Segment Start: RECORDS FOR THE EXERCISE

PR #858, opened 2019-02-08
Small fixes to k8s docs

hausdorff:


_data/quickstart.yaml
```diff
@@ -30,7 +30,6 @@ toc:
   path: /quickstart/kubernetes/index
   section:
    - quickstart/kubernetes/setup.md
-   - quickstart/kubernetes/tutorial-exposed-deployment.md
```
lukehoban: I don't think we want to make this change do we?

lukehoban:
I don't think we want these changes - please re-open if these are intentional.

Segment End: RECORDS FOR THE EXERCISE

WORK REQUEST | A word-for-word transcription of the material is required.

THE COMPLETED TASK |
PR #858, opened 2019-02-08
Small fixes to k8s docs

hausdorff:


_data/quickstart.yaml
```diff
@@ -30,7 +30,6 @@ toc:
   path: /quickstart/kubernetes/index
   section:
    - quickstart/kubernetes/setup.md
-   - quickstart/kubernetes/tutorial-exposed-deployment.md
```
lukehoban: I don't think we want to make this change do we?

lukehoban:
I don't think we want these changes - please re-open if these are intentional.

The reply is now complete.